WHAT IS BEING ASKED -> Show each line of the data below that has the string "JavaScript" in it.

─── EXERCISE MATERIALS

PR #2623, opened 2026-05-14
Added tests for theme toggle button.

sarahboyce:


djangoproject/templates/includes/toggle_theme.html
```diff
@@ -1,6 +1,6 @@
 {% load i18n %}
 
-<button class="theme-toggle">
+<button class="theme-toggle" data-testid="theme-toggle">
```
adamzap: The `theme-toggle` class is only used on this element, and the JavaScript uses the class name. Could we drop this attribute and use the class name in the tests?

djangoproject/tests.py
```diff
@@ -282,3 +282,39 @@ def test_search_placeholder_mac_mode(self):
...
+        page.get_by_test_id("theme-toggle").click()
+        theme = page.evaluate("document.documentElement.dataset.theme")
+        self.assertEqual(theme, "dark")
+
+    def test_cycle_theme_when_prefers_dark(self):
+        page = self.browser.new_page(user_agent=self.mac_user_agent)
+        page.emulate_media(color_scheme="dark")
+        page.goto(self.live_server_url)
+
+        for expected_theme in ["light", "dark", "auto"]:
```
adamzap, line 312: Would it be worth using `subTest` here and in the test below?

djangoproject/tests.py
```diff
@@ -282,3 +282,39 @@ def test_search_placeholder_mac_mode(self):
...
+        )
+        page.goto(self.live_server_url)
+        theme = page.evaluate("document.documentElement.dataset.theme")
+        self.assertEqual(theme, "dark")
+
+    def test_set_theme_updates_data_attribute(self):
+        page = self.browser.new_page(user_agent=self.mac_user_agent)
+        page.goto(self.live_server_url)
+        page.get_by_test_id("theme-toggle").click()
+        theme = page.evaluate("document.documentElement.dataset.theme")
```
adamzap, line 301: Would it be worth asserting that the theme is `auto` before the button is clicked since that is added by JavaScript?

adamzap (commented):
Thank you for this! A few questions.

sarahboyce:
Thank you for the review! Pushed up changes :+1:

djangoproject/tests.py
adamzap: @sarahboyce Did you make a change related to this? I'm not able to see a diff of your latest changes.

sarahboyce: I added it to a different test to the one you commented on but added to this one now too

adamzap: Thanks!

adamzap (approved):
👍 Looks great!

──────

RESPONSE BOX ->
adamzap: The `theme-toggle` class is only used on this element, and the JavaScript uses the class name. Could we drop this attribute and use the class name in the tests?
adamzap, line 301: Would it be worth asserting that the theme is `auto` before the button is clicked since that is added by JavaScript?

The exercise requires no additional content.